> TASK BRIEF
Please output each entry exactly as it appears.

Stored data entries:
PR #4540, opened 2017-09-25
improve handling of route tags in profiles

emiltin:
WayHandler includes separate handlers for ferries, trains and movable bridges, that had very similar code. This PR replaced them with WayHandler.routes(), which handles all these. It read profile.routes, where you can setup what tag combinations to route on, as well as the speed and mode. You can also control whether specific access is required, e.g. car=yes, before the route is used.

Settings are organized as a hierachy. You can set defaults in the parent struct (profiles.route) and override them for specific tag combinations. If they are not set at all, the profile defaults are used.

The handler also allows you to set the rate. However, this is currently overridden later in WayHandler.penalties. I think the way penalties() and weight() handlers work are not optimal, but that's outside the scope of this PR.

In general it seems the speeds of routes are not set very realistically, e.g. trains are set to 10 km/h. This is a rudiment from the time where rate was not available. We should support rates for routes and set the speed to realistic values. It can be handled in a separate PR.

The foot profile was not handling trains - is that on purpose? If we handle rate, we could it it with realistic speeds and a low rate.

This PR is an extract from #4314, which was getting too big.

### DIFF
--- a/profiles/car.lua
+++ b/profiles/car.lua
@@ -171,13 +171,41 @@ function setup()
       'minor',
     },
 
-    route_speeds = {
-      ferry = 5,
-      shuttle_train = 10
-    },
-
-    bridge_speeds = {
-      movable = 5
+    routes = {
+      access_required = false,
+      keys = {
+        railway = {
+          mode = mode.train,
+          speed = 10,
+          values = Set {
+            'train',
+            'railway',
+            'subway',
+            'light_rail',
+            'monorail',
+            'tram'
+          }
+        },
+        route = {
+          values = {
+            ferry = {
+            speed = 5,
+            mode = mode.ferry
+            },
+            shuttle_train = {
+              mode = mode.train,
+              speed = 10
+           }
+          }
+        },
+        bridge = {
+          values = {
+            movable = {
+              speed = 5
+            }
+          }
+        }
+      }
     },
 
     -- surface/trackype/smoothness
@@ -356,8 +384,7 @@ function process_way(profile, way, result)
     WayHandlers.destinations,
 
     -- check whether we're using a special transport mode
-    WayHandlers.ferries,
-    WayHandlers.movables,
+    WayHandlers.routes,
 
     -- handle service road restrictions
     WayHandlers.service,
--- a/profiles/lib/way_handlers.lua
+++ b/profiles/lib/way_handlers.lua
@@ -108,24 +108,6 @@ function WayHandlers.destinations(profile,way,result,data)
   end
 end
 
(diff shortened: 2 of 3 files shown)


profiles/car.lua
```diff
@@ -171,13 +171,41 @@ function setup()
...
     },
 
-    route_speeds = {
-      ferry = 5,
-      shuttle_train = 10
-    },
-
-    bridge_speeds = {
-      movable = 5
+    routes = {
```
TheMarex: If I'm reading this correctly, we now would allow routing on trains in the car profile? I think using public transportation is rather unexpected and leads to weird/impossible routes (car -> train -> car).

What about keeping the default here of just using ferries/movable bridges?

profiles/lib/way_handlers.lua
```diff
@@ -148,6 +130,76 @@ function WayHandlers.movables(profile,way,result,data)
...
+        local speed
+
+        local duration  = way:get_value_by_key("duration")
+        if duration and durationIsValid(duration) then
+          result.duration = math.max( parseDuration(duration), 1 )
+          result.weight = result.duration
+          speed = 0
+        else
+          speed = select_first_value( {v_speed, k_speed, default_speed } )
+          result.forward_rate = 1
```
TheMarex: I'm not sure what is going on here? The rate is set to `1` but overwritten on line 194.

profiles/car.lua
emiltin: yeah i agree, trains shot not be routable by deafult. only thing we might want by default is shuttle train? https://github.com/Project-OSRM/osrm-backend/blob/4297d7f56babc3302d0bc6a42cc0011a255d0a40/profiles/car.lua#L195

profiles/lib/way_handlers.lua
emiltin: it's a leftover, rate is now handled on line 194. however working on that part i was a bit unsure how to proceed, since rate is handled centrally in the weight handler - in #4543 i suggested further improvements into how rate is used for routes. we could choose to remove the rate support in this PR to keep it ismple?

profiles/car.lua
TheMarex: Yes `shuttle_train` makes sense to me.

profiles/lib/way_handlers.lua
TheMarex: >  we could choose to remove the rate support in this PR to keep it ismple?

Yeah that makes sense to me.

DennisOSRM:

> RESPONSE
PR #4540, opened 2017-09-25
improve handling of route tags in profiles

emiltin:
WayHandler includes separate handlers for ferries, trains and movable bridges, that had very similar code. This PR replaced them with WayHandler.routes(), which handles all these. It read profile.routes, where you can setup what tag combinations to route on, as well as the speed and mode. You can also control whether specific access is required, e.g. car=yes, before the route is used.

Settings are organized as a hierachy. You can set defaults in the parent struct (profiles.route) and override them for specific tag combinations. If they are not set at all, the profile defaults are used.

The handler also allows you to set the rate. However, this is currently overridden later in WayHandler.penalties. I think the way penalties() and weight() handlers work are not optimal, but that's outside the scope of this PR.

In general it seems the speeds of routes are not set very realistically, e.g. trains are set to 10 km/h. This is a rudiment from the time where rate was not available. We should support rates for routes and set the speed to realistic values. It can be handled in a separate PR.

The foot profile was not handling trains - is that on purpose? If we handle rate, we could it it with realistic speeds and a low rate.

This PR is an extract from #4314, which was getting too big.

### DIFF
--- a/profiles/car.lua
+++ b/profiles/car.lua
@@ -171,13 +171,41 @@ function setup()
       'minor',
     },
 
-    route_speeds = {
-      ferry = 5,
-      shuttle_train = 10
-    },
-
-    bridge_speeds = {
-      movable = 5
+    routes = {
+      access_required = false,
+      keys = {
+        railway = {
+          mode = mode.train,
+          speed = 10,
+          values = Set {
+            'train',
+            'railway',
+            'subway',
+            'light_rail',
+            'monorail',
+            'tram'
+          }
+        },
+        route = {
+          values = {
+            ferry = {
+            speed = 5,
+            mode = mode.ferry
+            },
+            shuttle_train = {
+              mode = mode.train,
+              speed = 10
+           }
+          }
+        },
+        bridge = {
+          values = {
+            movable = {
+              speed = 5
+            }
+          }
+        }
+      }
     },
 
     -- surface/trackype/smoothness
@@ -356,8 +384,7 @@ function process_way(profile, way, result)
     WayHandlers.destinations,
 
     -- check whether we're using a special transport mode
-    WayHandlers.ferries,
-    WayHandlers.movables,
+    WayHandlers.routes,
 
     -- handle service road restrictions
     WayHandlers.service,
--- a/profiles/lib/way_handlers.lua
+++ b/profiles/lib/way_handlers.lua
@@ -108,24 +108,6 @@ function WayHandlers.destinations(profile,way,result,data)
   end
 end
 
(diff shortened: 2 of 3 files shown)


profiles/car.lua
```diff
@@ -171,13 +171,41 @@ function setup()
...
     },
 
-    route_speeds = {
-      ferry = 5,
-      shuttle_train = 10
-    },
-
-    bridge_speeds = {
-      movable = 5
+    routes = {
```
TheMarex: If I'm reading this correctly, we now would allow routing on trains in the car profile? I think using public transportation is rather unexpected and leads to weird/impossible routes (car -> train -> car).

What about keeping the default here of just using ferries/movable bridges?

profiles/lib/way_handlers.lua
```diff
@@ -148,6 +130,76 @@ function WayHandlers.movables(profile,way,result,data)
...
+        local speed
+
+        local duration  = way:get_value_by_key("duration")
+        if duration and durationIsValid(duration) then
+          result.duration = math.max( parseDuration(duration), 1 )
+          result.weight = result.duration
+          speed = 0
+        else
+          speed = select_first_value( {v_speed, k_speed, default_speed } )
+          result.forward_rate = 1
```
TheMarex: I'm not sure what is going on here? The rate is set to `1` but overwritten on line 194.

profiles/car.lua
emiltin: yeah i agree, trains shot not be routable by deafult. only thing we might want by default is shuttle train? https://github.com/Project-OSRM/osrm-backend/blob/4297d7f56babc3302d0bc6a42cc0011a255d0a40/profiles/car.lua#L195

profiles/lib/way_handlers.lua
emiltin: it's a leftover, rate is now handled on line 194. however working on that part i was a bit unsure how to proceed, since rate is handled centrally in the weight handler - in #4543 i suggested further improvements into how rate is used for routes. we could choose to remove the rate support in this PR to keep it ismple?

profiles/car.lua
TheMarex: Yes `shuttle_train` makes sense to me.

profiles/lib/way_handlers.lua
TheMarex: >  we could choose to remove the rate support in this PR to keep it ismple?

Yeah that makes sense to me.

DennisOSRM:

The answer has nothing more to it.